Emilia Perez: un film che promette originalità ma inciampa in un pasticcio creativo

“Emilia Perez”, l’ultima opera di Jacques Audiard, si presenta come un esperimento cinematografico ambizioso, una miscela di musical, dramma sociale e melò. Tuttavia, il risultato finale appare disomogeneo e privo di quella forza narrativa necessaria per coinvolgere davvero lo spettatore. Un’opera che oscilla tra l’intrigante e il confuso, lasciando l’impressione di un pasticcio mal orchestrato.

Un film senza identità: musical, melò o dramma sociale?
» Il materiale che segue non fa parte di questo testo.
PR #105, opened 2017-11-23
rename and add some more metrics. also add metric unit test

auhlig:


auhlig:
no discussion expected here. just wanted to make sure this builds.

PR #108, opened 2017-11-27
phase transition summary

auhlig:
Wanted something like [this](https://github.com/sapcc/kubernikus/compare/phasesum?expand=1#diff-9bc930f31cf0708f07b8d78355750f5cR47) @BugRoger?
`kubernikus_kluster_phase_duration{from_phase="Creating",to_phase="Running",quantile="0.99"} 10.00000009`

### DIFF
--- a/pkg/controller/ground.go
+++ b/pkg/controller/ground.go
@@ -192,6 +192,7 @@ func (op *GroundControl) handler(key string) error {
 				if err := op.updatePhase(kluster, models.KlusterPhaseRunning, ""); err != nil {
 					glog.Errorf("Failed to update status of kluster %s:%s", kluster.GetName(), err)
 				}
+				metrics.SetMetricBootDurationSummary(kluster.GetCreationTimestamp().Time, time.Now())
 				glog.Infof("Kluster %s is ready!", kluster.GetName())
 			}
 		case models.KlusterPhaseTerminating:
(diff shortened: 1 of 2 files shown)


BugRoger:
Yeah, cool! 👍

databus23:
Cool! But I'd like to point out that the calculation might not be accurate. The Kluster starts in phase `Pending` and is put in `Creating` by the operator. If the operator is not running that might take an arbitrary amount of time. So comparing with the creation time is not measuring the transition from one phase to the next but from initial creation of the resource to the  ready state.

auhlig:
True @databus23. It might make sense to add a timestamp when the phase was updated to the kluster metadata. Yes?
Else I'm not sure how to track this in the operator without screwing up the metric when the operator gets restarted.

auhlig:
After discussion with @databus23: changed to `kubernikus_kluster_boot_duration` to measure duration until kluster goes from pending to running. No new timestamp.

auhlig:
Note: Had to disable the [test](https://github.com/sapcc/kubernikus/pull/108/commits/c384fcd7fc7d9b2792a9c1d8f0bbc1d48b3fa1d0#diff-9bc930f31cf0708f07b8d78355750f5cR45) for the metric, as the value seems to differ in the last digit quite often. `kubernikus_kluster_boot_duration{quantile="0.99"} 10.00000003` vs `kubernikus_kluster_boot_duration{quantile="0.99"} 10.000000039`

auhlig:
rebased and squashed

PR #111, opened 2017-12-06
Masquerading in static firewall deployment

SchwarzM:
The static firewall currently allows ingress traffic on default ephemeral ports.
If masquerade has a port collision it will by default choose a port from 1024-32000 which is
outside the default ephemeral port range.

Thus the answer packet is never reaching our system.

We disable the non-masquerade-cidr which disables all masquerading and insert our own rules for masquerading which adheres to the correct port range.

### DIFF
--- a/pkg/templates/node.go
+++ b/pkg/templates/node.go
@@ -169,6 +169,7 @@ networkd:
 storage:
   files:
     - path: /var/lib/iptables/rules-save
+      filesystem: root
       mode: 0644
       contents:
         inline: |-
--- a/pkg/templates/node.go
+++ b/pkg/templates/node.go
@@ -15,6 +15,8 @@ locksmith:
 
 systemd:
   units:
+    - name: iptables-restore.service
+      enable: true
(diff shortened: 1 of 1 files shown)


pkg/templates/node.go
```diff
@@ -79,7 +81,7 @@ systemd:
           --cluster-dns={{ .ClusterDNSAddress }} \
           --cluster-domain={{ .ClusterDomain }} \
           --client-ca-file=/etc/kubernetes/certs/kubelet-clients-ca.pem \
-          --non-masquerade-cidr={{ .ClusterCIDR }} \
+          --non-masquerade-cidr=0.0.0.0/0 \
```
databus23: I think we can remove the setting completely. Should have the same effect.

databus23: I stand corrected. The default seems to be `10.0.0.0/8` which would not be what we want. Setting it to `0.0.0.0/0` seems to be the way to go.

PR #116, opened 2017-12-11
WIP: Refactor nanny/route gc to run in the operator

databus23:
Instead of deploying a separate binary for each kluster we decided to have this run centrally in the operator to make it easier to ship manage the lifecycle of the nanny components


databus23:
Super-seeded by #187

PR #118, opened 2017-12-11
Request-ID Tracing

BugRoger:
This adds a middleware that generates a UUID on each incoming API request. For a poor-man's tracing this `id` is passed as value in a request specific logger.

### DIFF
--- a/pkg/util/log/middleware.go
+++ b/pkg/util/log/middleware.go
@@ -2,6 +2,7 @@ package log
 
 import (
 	"bufio"
+	"context"
 	"fmt"
 	"net"
 	"net/http"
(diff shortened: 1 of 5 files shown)


pkg/util/log/middleware.go
```diff
@@ -2,22 +2,41 @@ package log
...
 	"net/http"
 	"strings"
 	"time"
 
 	kitlog "github.com/go-kit/kit/log"
+	uuid "github.com/satori/go.uuid"
 )
 
+const (
+	KubernikusRequestID = "Kubernikus-Request-Id"
```
databus23: Quoting the golang docs for `WithValue`:

> The provided key must be comparable and should not be of type string or any other built-in type to avoid collisions between packages using context. Users of WithValue should define their own types for keys. ...

databus23: The original blog post about `Context` gives an example on how they suggest this shut be used: https://blog.golang.org/context#TOC_3.2.

pkg/util/log/middleware.go
```diff
@@ -2,22 +2,41 @@ package log
...
+)
+
+func RequestIDHandler(next http.Handler) http.Handler {
+	return http.HandlerFunc(func(rw http.ResponseWriter, request *http.Request) {
+		if id := request.Context().Value(KubernikusRequestID); id == nil {
+			request = request.WithContext(context.WithValue(request.Context(), KubernikusRequestID, uuid.NewV4()))
```
databus23: For my taste there we should have the world `context` in this line more often. ;)

pkg/util/log/middleware.go
```diff
@@ -2,22 +2,41 @@ package log
...
+
 func LoggingHandler(logger kitlog.Logger, next http.Handler) http.Handler {
-	logger = kitlog.With(logger, "api", "ingress")
+	ingress_logger := kitlog.With(logger, "api", "ingress")
 	return http.HandlerFunc(func(rw http.ResponseWriter, request *http.Request) {
 		wrapper := makeWrapper(rw)
 
+		id := fmt.Sprintf("%s", request.Context().Value(KubernikusRequestID))
+		request = request.WithContext(context.WithValue(request.Context(), "logger", kitlog.With(logger, "id", id)))
+
```
databus23: I know it annoying to handle this but we should handle the case were the there is no kubernikus request id in the content (because the requestid middleware is disabled).

pkg/util/log/middleware.go
BugRoger: Thanks, good tip. Much better...

pkg/util/log/middleware.go
BugRoger: I'm omitting the `id` key now if the context does not contain the requestId.

pkg/util/log/middleware.go
BugRoger: i resisted the temptation to make this wish come true ;)

BugRoger:
rebased and squashed

PR #1122, opened 2020-05-29
build: use CURDIR instead of PWD

nixpanic:

`make -C ${GOPATH/src/github.com/ceph/ceph-csi container...` commands
fail as the PWD variable gets substituted with the path where `make` is
called, not with the path of the Makefile that is passed with the -C
option.

The CURDIR variable is expended to the correct path, so `make -C ...`
works for all make targets now.

### DIFF
--- a/Makefile
+++ b/Makefile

Emilia Perez tenta di mescolare generi diversi, proponendo una narrazione che spazia tra numeri musicali minimali, melodramma sociale e riflessioni sulla transizione di genere. L’idea potrebbe apparire innovativa, ma la realizzazione lascia a desiderare: le coreografie spigolose e i brani musicali intrusivi interrompono il flusso narrativo invece di arricchirlo.
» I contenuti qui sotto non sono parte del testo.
PR #1124, opened 2020-06-02
ci: Add a job to run e2e tests on a single node cluster

Yuggupta27:
Job runs e2e tests on a single node minikube cluster on centos ci.

Fixes: #1276

### DIFF
--- a/mini-e2e.groovy
+++ b/mini-e2e.groovy
@@ -1,0 +1,73 @@
+def cico_retries = 16
+def cico_retry_interval = 60
+// temporary git repository for testing purpose
+def ci_git_repo = 'https://github.com/nixpanic/ceph-csi'
+def ci_git_branch = 'mini-e2e'
+def git_repo = 'https://github.com/ceph/ceph-csi'
+def ref = "master"
+
+def ssh(cmd) {
+	sh "ssh -o UserKnownHostsFile=/dev/null -o StrictHostKeyChecking=no root@${CICO_NODE} '${cmd}'"
+}
+
+node('cico-workspace') {
+	stage('checkout ci repository') {
+		git url: "${ci_git_repo}",
+			branch: "${ci_git_branch}",
+			changelog: false
+	}
+
+	stage('reserve bare-metal machine') {
+		def firstAttempt = true
+		retry(30) {
+			if (!firstAttempt) {
+				sleep(time: 5, unit: "MINUTES")
+			}
+			firstAttempt = false
+			cico = sh(
+				script: "cico node get -f value -c hostname -c comment --release=8 --retry-count=${cico_retries} --retry-interval=${cico_retry_interval}",
+				returnStdout: true
+			).trim().tokenize(' ')
+			env.CICO_NODE = "${cico[0]}.ci.centos.org"
+			env.CICO_SSID = "${cico[1]}"
+		}
+	}
+
+	try {
+		stage('prepare bare-metal machine') {
+			if (params.ghprbPullId != null) {
+				ref = "pull/${ghprbPullId}/head"
+			}
+			sh 'scp -o UserKnownHostsFile=/dev/null -o StrictHostKeyChecking=no ./prepare.sh ./single-node-k8s.sh root@${CICO_NODE}:'
+			ssh "./prepare.sh --workdir=/opt/build/go/src/github.com/ceph/ceph-csi --gitrepo=${git_repo} --ref=${ref}"
+		}
+		stage('build artifacts') {
+			// build container image
+			ssh 'cd /opt/build/go/src/github.com/ceph/ceph-csi && make image-cephcsi GOARCH=amd64 CONTAINER_CMD=podman'
+			// build e2e.test executable
+			ssh 'cd /opt/build/go/src/github.com/ceph/ceph-csi && make containerized-build CONTAINER_CMD=podman TARGET=e2e.test'
+		}
+		stage('deploy k8s v1.18.3 and rook') {
+			timeout(time: 30, unit: 'MINUTES') {
+				ssh './single-node-k8s.sh --k8s-version=v1.18.3'
+			}
+		}
+		stage('run e2e') {
+			timeout(time: 60, unit: 'MINUTES') {
+				ssh 'cd /opt/build/go/src/github.com/ceph/ceph-csi && make run-e2e'
+			}
+		}
+	}
+
+	catch(exc) {
+		stage('debug time!') {
+			ssh 'sleep 8h'
+		}
+	}
+
+	finally {
+		stage('return bare-metal machine') {
+			sh 'cico node done ${CICO_SSID}'
+		}
+	}
+}
--- a/single-node-k8s.sh
+++ b/single-node-k8s.sh
@@ -1,0 +1,147 @@
+#!/bin/bash
+#
+# Start minukube with the selected k8s version and deploy rook.
+#
+# This script uses helper scripts from the main ceph-csi branch.
+#
+
+# fail when a command returns an error
+set -e -o pipefail
+
+ARGUMENT_LIST=(
+    "k8s-version"
+)
+
+opts=$(getopt \
+    --longoptions "$(printf "%s:," "${ARGUMENT_LIST[@]}")help" \
+    --name "$(basename "${0}")" \
+    --options "" \
+    -- "$@"
+)
+ret=$?
+
+if [ ${ret} -ne 0 ]
+then
+    echo "Try '--help' for more information."
+    exit 1
+fi
+
+eval set -- "${opts}"
+
+while true; do
+    case "${1}" in
+    --help)
+        shift
+        echo "Options:"
+        echo "--help|-h                 specify the flags"
+        echo "--k8s-version             specify the kubernetes version"
+
+        echo " "
+        echo "Sample Usage:"
+        echo "./single-node-k8s.sh --k8s-version=v1.18.3"
+        exit 0
+        ;;
+    --k8s-version)
+        shift
+        k8s_version=${1}
+        ;;
+    --)
+        shift
+        break
+        ;;
+    esac
+    shift
+done
+
+test -n "${k8s_version}" || { echo "k8s_version is not set"; exit 1;}
+
+function set_env() {
+    export GOPATH="/opt/build/go"
+    # build.env is not part of the ci/centos branch, so shellcheck can not find
+    # it and will cause a failure if not annotated with /dev/null.
+    # shellcheck source=/dev/null
+    source "${GOPATH}"/src/github.com/ceph/ceph-csi/build.env
+    export GO111MODULE="on"
+    export TEST_COVERAGE="stdout"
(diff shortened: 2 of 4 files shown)


mini-e2e.groovy
```diff
@@ -0,0 +1,66 @@
+def cico_retries = 16
+def cico_retry_interval = 60
+def ci_git_repo = 'https://github.com/Yuggupta27/ceph-csi'
```
nixpanic, line 3: Ideally you place a comment here, so that it is clear the URL/branch needs to change

mini-e2e.groovy
```diff
@@ -0,0 +1,66 @@
...
+def ci_git_branch = 'mini-e2e'
+def ref = "master"
+
+node('cico-workspace') {
+
```
nixpanic, line 8: unneeded empty line after opening `{`

mini-e2e.groovy
```diff
@@ -0,0 +1,66 @@
...
+			if (params.ghprbPullId != null) {
+				ref = "master"
+				//ref = "pull/${ghprbPullId}/head"
+			}
+			sh 'scp -o UserKnownHostsFile=/dev/null -o StrictHostKeyChecking=no ./prepare.sh ./single-node-k8s.sh root@${CICO_NODE}:'
+			sh "ssh -o UserKnownHostsFile=/dev/null -o StrictHostKeyChecking=no root@${CICO_NODE} ./prepare.sh --workdir=/opt/build/go/src/github.com/ceph/ceph-csi --gitrepo=${ci_git_repo} --ref=${ref}"
+		}
+		stage('e2e') {
+			timeout(time: 25, unit: 'MINUTES') {
+				parallel kubeversion1: {
```
nixpanic, line 42: a name `kubeversion1` does not tell a lot, is it possible to use a string here?

mini-e2e.groovy
```diff
@@ -0,0 +1,66 @@
...
+					node ('cico-workspace') {
+						sh "ssh -o UserKnownHostsFile=/dev/null -o StrictHostKeyChecking=no root@${CICO_NODE} ./single-node-k8s.sh --ref=${ref} --k8s_version=v1.17.5 --test_type=functest"
+					}
+				},
+				kubeversion2: {
+					node('cico-workspace') {
+						sh "ssh -o UserKnownHostsFile=/dev/null -o StrictHostKeyChecking=no root@${CICO_NODE} ./single-node-k8s.sh --ref=${ref} --k8s_version=v1.16.9 --test_type=functest"
```
nixpanic, line 49: Now you are running multiple instances of the script on the same bare-metal system. Is it expected to work, and will the scripts not step on each others toes?

single-node-k8s.sh
```diff
@@ -0,0 +1,130 @@
...
+  fi
+}
+
+# Set environment variables
+set_env
+
+mkdir -p "$GOPATH"/bin
+# sudo rpm --import 'https://download.ceph.com/keys/release.asc'
+curl https://download.ceph.com/keys/release.asc | sudo apt-key add -
+sudo apt-add-repository "deb https://download.ceph.com/debian-nautilus $(lsb_release -sc) main"
```
nixpanic, line 95: make sure to install packages with yum/dnf, apt commands are for Debian based distributions

single-node-k8s.sh
```diff
@@ -0,0 +1,130 @@
...
+# yamllint disable rule:line-length
+test "$(arch)" != "aarch64" || sudo apt-add-repository "deb https://chacra.ceph.com/r/ceph/nautilus/af06652dc9b2da8c6aadbbecdfafdc7e235abe7d/ubuntu/xenial/flavors/default/ xenial main"
+
+# yamllint enable rule:line-length
+sudo apt-get -qq update
+# only the arm64 fallback repo is unsigned and needs --allow-unauthenticated
+sudo apt-get -y --allow-unauthenticated install librados-dev librbd-dev
+
+if [ "$test_type" = "functest" ]; then
+    sh scripts/skip-doc-change.sh "${ref}"
```
nixpanic, line 107: no need for the `sh` prefix, scripts should be marked executable before they are checked into the repository (`chmod +x <file>`)

single-node-k8s.sh
```diff
@@ -0,0 +1,130 @@
...
+    check_errs $? "Error occured while checking document changes"
+
+    sh make image-cephcsi
```
nixpanic, line 110: maybe run the build in a container? that should prevent the need to install additional development tools and libraries

single-node-k8s.sh
```diff
@@ -0,0 +1,130 @@
...
+    check_errs $? "Error occured during image creation"
+
+    sh scripts/travis-functest.sh "${k8s_version}"
```
nixpanic, line 113: `travis-functest.sh` calls `sudo` for some things. When running these tests as root (as you do now), the script should not add `sudo` for commands as that cleans exported variables from the environment.

mini-e2e.groovy
```diff
@@ -0,0 +1,69 @@
...
+			sh 'scp -o UserKnownHostsFile=/dev/null -o StrictHostKeyChecking=no ./prepare.sh ./single-node-k8s.sh root@${CICO_NODE}:'
+			sh "ssh -o UserKnownHostsFile=/dev/null -o StrictHostKeyChecking=no root@${CICO_NODE} ./prepare.sh --workdir=/opt/build/go/src/github.com/ceph/ceph-csi --gitrepo=${ci_git_repo} --ref=${ref}"
+		}
+		stage('e2e kube v1.17.5') {
+			// timeout is kept minimal as of now to catch errors quickly. It will be extended when pipeline has expected execution
+			timeout(time: 25, unit: 'MINUTES') {
+					node ('cico-workspace') {
+						sh "ssh -o UserKnownHostsFile=/dev/null -o StrictHostKeyChecking=no root@${CICO_NODE} ./single-node-k8s.sh --ref=${ref} --k8s_version=v1.17.5 --test_type=functest"
+					}
+				}
```
nixpanic, line 46: indention seem to be a bit off

mini-e2e.groovy
```diff
@@ -0,0 +1,69 @@
...
+	try {
+		stage('prepare bare-metal machine') {
+			if (params.ghprbPullId != null) {
+				ref = "master"
+				//ref = "pull/${ghprbPullId}/head"
+			}
+			sh 'scp -o UserKnownHostsFile=/dev/null -o StrictHostKeyChecking=no ./prepare.sh ./single-node-k8s.sh root@${CICO_NODE}:'
+			sh "ssh -o UserKnownHostsFile=/dev/null -o StrictHostKeyChecking=no root@${CICO_NODE} ./prepare.sh --workdir=/opt/build/go/src/github.com/ceph/ceph-csi --gitrepo=${ci_git_repo} --ref=${ref}"
+		}
+		stage('e2e kube v1.17.5') {
```
nixpanic, line 40: This will run the stages in sequence. It is fine to only run one e2e in this job, and we can configure multiple jobs with this groovy file with different parameters. Assume that the Kubernetes version gets passed as a parameter (like `params.ghprbPullId`), default to a version of your choice if not set, and only run the e2e for this version.

We can add the parameters when adding the `.yaml` file for the job (under the `jobs/` directory)

single-node-k8s.sh
```diff
@@ -0,0 +1,132 @@
...
+
+if [ "$test_type" = "functest" ]; then
+    cd /opt/build/go/src/github.com/ceph/ceph-csi
+    # sh scripts/skip-doc-change.sh "${ref}"
+    # check_errs $? "Error occured while checking document changes"
+
+    make containerized-build
+    check_errs $? "Error occured during image creation"
+
+    yum install https://download.docker.com/linux/centos/7/x86_64/stable/Packages/docker-ce-18.03.1.ce-1.el7.centos.x86_64.rpm -y
```
nixpanic, line 101: Is there a `docker-release` RPM of some kind? Installing that should make the repository available, and you can `yum -y install docker-ce` then. No need to list versions or architectures that way.

Yuggupta27: will ```yum -y install docker-ce``` work fine even if repo is not configured?

mini-e2e.groovy
Yuggupta27: Thanks, I've made the changes. I'll also add a parameter so that we can reuse the script for different k8s versions.

single-node-k8s.sh
nixpanic: `yum -y install docker-ce` will only work if the repository is available. But there is an other way too:

```
# TODO: use podman, but minikube currently depends on Docker
yum -y install docker-latest
# minikube/kubelet is configured with cgroupfs
sed 's/native.cgroupdriver=systemd/native.cgroupdriver=cgroupfs/' < /usr/lib/systemd/system/docker-latest.service > /etc/systemd/system/docker.service
# start the docker service (actually docker-latest, but minikube checks for 'docker.service')
systemctl daemon-reload
systemctl enable --now docker
```

This does not depend on any additional repository, and the docker version will get updated automatically.

single-node-k8s.sh
```diff
@@ -0,0 +1,130 @@
...
+
+    yum install -y systemd-resolved
+    systemctl start systemd-resolved
+    ls -l /run/systemd/resolve/resolv.conf
```
nixpanic, line 105: You do not really need to check for the file, and with #1128 installing syste,d-resolved should not be needed anymore

Yuggupta27: Okay. Thanks.

single-node-k8s.sh
```diff
@@ -0,0 +1,121 @@
...
+    exit "${1}"
+  fi
+}
+
+# Set environment variables
+set_env
+mkdir -p "$GOPATH"/bin
+
+if [ "$test_type" = "functest" ]; then
+    cd /opt/build/go/src/github.com/ceph/ceph-csi || exit
```
nixpanic, line 94: It is possible a different directory is used, use `${GOPATH}/src/github.com/ceph/ceph-csi` instead

single-node-k8s.sh
```diff
@@ -0,0 +1,129 @@
...
+# Disable swap
+swapoff -a
+sed -i '/ swap / s/^\(.*\)$/#\1/g' /etc/fstab
+
+if [ "$test_type" = "functest" ]; then
+    cd ${GOPATH}/src/github.com/ceph/ceph-csi || exit
+    # sh scripts/skip-doc-change.sh "${ref}"
+    # check_errs $? "Error occured while checking document changes"
+
+    make containerized-build
```
nixpanic, line 106: This should be `make image-cephcsi`

nixpanic:
I've just pushed the current version that was used for testing #1140. Will clean things up, and make CI happy about this PR.

Yuggupta27:
> I've just pushed the current version that was used for testing #1140. Will clean things up, and make CI happy about this PR.

Thanks Niels!

nixpanic:
The CI failure with ci/centos/job-validation is addressed with #1299

nixpanic:
@mergifyio rebase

La struttura narrativa si presenta come una torta multistrato che, nonostante l’apparenza accattivante, si rivela priva di sostanza. L’esempio lampante è rappresentato dai momenti in cui il film si abbandona a canzoni estemporanee, come il curioso ritornello su una “vaginoplastica”, che si perde in un vezzo creativo poco significativo.

La trama: un intreccio di temi mal gestiti

La storia ruota attorno a Manitas Del Monte, un boss del narcotraffico (interpretato da Karla Sofia Gascon) che, sotto cure ormonali, si prepara a completare la sua transizione di genere diventando Emilia Perez. Manitas assume l’avvocatessa Rita Castro (interpretata da Zoe Saldana) per trovare una clinica che possa completare il processo di transizione.
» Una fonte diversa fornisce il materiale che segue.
PR #1125, opened 2020-06-02
util: remove unused GetImageMeta() and SetImageMeta()

nixpanic:

The GetImageMeta() and SetImageMeta() functions are never called. There is no reason to keep them around.

This removes the need to replace the command execution by go-ceph functions.


nixpanic:
> LGTM , why it was not caught in CI :(

There functions are in the `util` package and are exported, so anything external from the package could use them. If they were lowercase and in the `rbd` package, CI would catch it.

nixpanic:
@Yuggupta27 approved, adding `ready-to-merge` label

humblec:
@nixpanic @Madhu-1 my suggestion would be placing `ready-to-merge` by the first approver may be. Because when first approver review, he may not be knowing how this is going to be merged.

PR #1126, opened 2020-06-02
util: implement CreateObject() and RemoveObject with go-ceph

nixpanic:

Implement CreateObject() and RemoveObject with go-ceph to remove further command executions in the journalling path.


nixpanic:
@phlogistonjohn more go-ceph stuff :wink:

internal/util/cephcmds.go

Il film tenta di affrontare temi complessi, come l’identità di genere e le conseguenze delle guerre tra bande criminali, ma lo fa in modo disordinato e frammentario. I personaggi sembrano vivere vite parallele che raramente si incontrano in modo significativo, e le sottotrame, come il rapporto di Emilia con la ex moglie (interpretata da Selena Gomez) e i suoi figli, appaiono sbiadite e prive di mordente.

Un’opportunità mancata: il cast e le tematiche

Nonostante un cast di alto livello, il film non riesce a sfruttare appieno il potenziale dei suoi interpreti. Selena Gomez offre un’interpretazione monocorde, mentre il personaggio di Rita Castro, inizialmente centrale, si perde in un finale action-gangster che sembra più grottesco che drammatico.

La performance di Karla Sofia Gascon, generosa e sincera, è uno dei pochi punti di forza del film. Tuttavia, anche il suo personaggio viene schiacciato da una sceneggiatura che oscilla tra l’ilarità involontaria e una melensa introspezione.

Una regia senza grazia e misura

Jacques Audiard, regista acclamato per film come Un sapore di ruggine e ossa e I fratelli Sisters, sembra smarrire la sua solita eleganza narrativa. La regia di Emilia Perez manca di quella urgenza cinematografica che caratterizza le sue opere migliori, risultando priva di grazia e misura.

La transizione di genere, che dovrebbe rappresentare il cuore emotivo del film, viene trattata con una superficialità disarmante. Il risultato è una rappresentazione che oscilla tra spregiudicatezza ilare e una isteria melensa, senza mai trovare un punto di equilibrio.

Un film che delude le aspettative

Emilia Perez tenta di proporsi come un’opera innovativa e audace, ma il risultato finale è un pasticcio che manca di sincerità e coerenza narrativa. Nonostante la confezione visiva impeccabile e il tentativo di affrontare temi rilevanti, il film finisce per essere impalpabile, un segno di un cinema autocelebrativo che, invece di osare davvero, rimastica su se stesso.

Come un film del genere possa ambire agli Oscar è difficile da comprendere, ma rappresenta il segno di un panorama creativo che sembra sempre più orientato a privilegiare la forma sulla sostanza.